Pasca rekonsiliasi Aoun-Hariri, muncul wacana cukup kuat di Lebanon untuk membangun negara-bangsa tanpa sekat agama dan sekte. Wacana ini melatarbelakangi kekuatan-kekuatan politik di Lebanon menyetujui sistem baru pemilu, yakni sistem proporsional, Juni 2017.
Dalam sistem proporsional itu, kekuatan-kekuatan politik lebih mengedepankan program daripada latar belakang agama atau sekte. Diizinkan pula munculnya caleg independen perwakilan masyarakat sipil.
Caleg non-partisan
Meski hanya langkah kecil menuju semangat negara-bangsa, pemilu parlemen hari Minggu lalu telah meloloskan caleg independen non partisan, Adnan Traboulsi dari dapil Beirut II dan Paula Yacoubian dari dapil Beirut I, menjadi anggota parlemen mendatang.

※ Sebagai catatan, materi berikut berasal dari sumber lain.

Issue #1108, opened 2019-10-22
feat: Modal close button


FouMez:
Hello ! 
Can you please add the possibility to hide the close button of a modal, i'm doing it manually by overriding the CSS class but it's not very effective to do so. 

Thank you for this great project !

TahimiLeonBravo:
Hi @FouMez 
Thanks for the suggestion,
Please, we would like to know a little more about the use case you have to understand why you need to hide the close button on the Modal.

FouMez:
Hi @TahimiLeonBravo 
sometimes i use modals to block the access to some content of my apps , for example if the user have an unverified email or have some payment issues, i will block all app features with a modal that cannot be closed.

TahimiLeonBravo:
Hi @FouMez
There is a new version 1.8.0 where we add a new prop `hideCloseButton` to hide the close button of a modal.
This prop was added in the pr #1115.
Thank for the feedback.

FouMez:
Thank you so much for being reactive. 
Keep going !

PR #1115, opened 2019-10-25
feat: add hideCloseButton prop to modal component

mycodeself:
feat: add hideCloseButton prop to modal component

- Added to modal component a new optional prop called hideCloseButton, this allows to control whether the component for close the modal should render or not
- The necessary tests have been added

Issue related #1108 

@nexxtway/react-rainbow

### DIFF
--- a/src/components/Modal/__test__/modal.spec.js
+++ b/src/components/Modal/__test__/modal.spec.js
@@ -187,4 +187,24 @@ describe('<Modal/>', () => {
         component.unmount();
         expect(CounterManager.decrement).not.toHaveBeenCalled();
     });
+    it('should show the cross for close the modal by default', () => {
+        const component = mount(
+            <Modal isOpen>
+                <p />
+            </Modal>,
+        );
+
+        expect(component.find('button[data-id="button-icon-element"]').prop('id')).toBe(
+            'modal-close-button',
+        );
+    });
+    it('should not render the cross for close the modal when the showClose prop is equal to false', () => {
+        const component = mount(
+            <Modal isOpen showClose={false}>
+                <p />
+            </Modal>,
+        );
+
+        expect(component.exists('button[data-id="button-icon-element"]')).toBeFalsy();
+    });
 });
--- a/src/components/Modal/__test__/modal.spec.js
+++ b/src/components/Modal/__test__/modal.spec.js
@@ -195,7 +195,7 @@ describe('<Modal/>', () => {
             </Modal>,
         );
 
-        expect(component.find(StyledCloseButton).exists).toBeTruthy();
+        expect(component.find(StyledCloseButton).exists()).toBe(true);
     });
     it('should not render the close button when the hideCloseButton prop is equal to true', () => {
         const component = mount(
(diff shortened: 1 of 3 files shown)


src/components/Modal/index.js
```diff
@@ -188,6 +200,8 @@ Modal.propTypes = {
      * @ignore
      */
     children: PropTypes.node,
+    /** Determines if the cross for close is showed or not */
+    showClose: PropTypes.bool,
```
LeandroTorresSicilia: the most use cases will use the close button so instead of use showClose I think it is better to use hideCloseButton to be more explicit, also this way is more consistent with what we do in Notification component. Then default value would be:
```hideCloseButton: false,```
So let's change the description to:
```If true, hide the close button in the modal```
as we did in Notification

File: src/components/Modal/index.js [hunk 2]
```diff
@@ -133,13 +143,15 @@ export default class Modal extends Component {
...
                         size={size}
                     >
-                        <StyledCloseButton
-                            id="modal-close-button"
-                            icon={<CloseIcon />}
-                            title="Close"
-                            onClick={this.closeModal}
-                            ref={this.buttonRef}
-                        />
+                        {showClose && (
```
LeandroTorresSicilia: we have an internal component, RenderIf for this cases, then instead use:
```
<RenderIf isTrue={!hideCloseButton}>
    <StyledCloseButton ... />
</RenderIf>
```

src/components/Modal/__test__/modal.spec.js
```diff
@@ -187,4 +187,24 @@ describe('<Modal/>', () => {
...
+    it('should show the cross for close the modal by default', () => {
+        const component = mount(
+            <Modal isOpen>
+                <p />
+            </Modal>,
+        );
+
+        expect(component.find('button[data-id="button-icon-element"]').prop('id')).toBe(
+            'modal-close-button',
+        );
```
LeandroTorresSicilia: you can simply:
```
import StyledCloseButton from '../styled/closeButton';
```
and then:
```expect(component.find(StyledCloseButton).exists()).toBe(true);```
same for the case below since ```button[data-id="button-icon-element"]``` is an internal implementation of ButtonIcon and this implies an introspection that we need to avoid.

Comment (mycodeself) [reply src/components/Modal/__test__/modal.spec.js]: I have added this suggestion, thank you very much

File: src/components/Modal/index.js (hunk 2 above)
Comment (mycodeself) [reply src/components/Modal/index.js]: I have added this suggestion, thank you very much

File: src/components/Modal/index.js (hunk 1 above)
Comment (mycodeself) [reply src/components/Modal/index.js]: I have added this suggestion, thank you very much!

File: src/components/Modal/__test__/modal.spec.js [hunk 4]
```diff
@@ -187,4 +188,22 @@ describe('<Modal/>', () => {
...
         expect(CounterManager.decrement).not.toHaveBeenCalled();
     });
+    it('should render the close button by default', () => {
+        const component = mount(
+            <Modal isOpen>
+                <p />
+            </Modal>,
+        );
+
+        expect(component.find(StyledCloseButton).exists()).toBe(true);
```
LeandroTorresSicilia: I changed this because when you said:
```expect(component.find(StyledCloseButton).exists).toBeTruthy();```
exists is a method in the component.find(StyledCloseButton) object and then you are accessing to the method declaration that is truthy instead of calling it

LeandroTorresSicilia:
great job due!!!
we are happy for your contribution

mycodeself:
Thank you for all the tips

Ada pula caleg Muslim Sunni, Druze, dan Kristen yang masuk daftar caleg koalisi Hezbollah-Syiah Amal dan berhasil masuk parlemen. Caleg Muslim Sunni melalui Hezbollah-Syiah Amal dan berhasil masuk parlemen adalah Faisal Karami dari dapil utara di kota Tripoli. Caleg Kristen yang didukung Hezbollah-Syiah Amal dan berhasil masuk parlemen adalah Elie Al Farzaly dan Henry Chedid dari dapil Lembah Bekaa.
Namun, sebagian besar kursi parlemen hasil pemilu, Minggu lalu, masih digondol kekuatan-kekuatan politik besar, seperti Hezbollah dan Gerakan Amal (26 Kursi) dari kaukus Muslim Syiah; Gerakan Masa Depan dari kaukus Muslim Sunni (21 kursi), Pasukan Lebanon dari kaukus Kristen (17 kursi), dan Gerakan Patriotik Kebebasan dan koalisinya (29 kursi).
Hambatan terbesar Lebanon saat ini dalam membangun negara-bangsa adalah realitas sosio-geografi dan demografi Lebanon yang wilayahnya sudah terkotak-kotak. Sebab, pembagian 15 daerah pemilihan (dapil) sesuai sistem proporsional itu tetap mengacu pada sosio geografi dan demografi yang terkotak-kotak sesuai latar belakang agama dan sekte.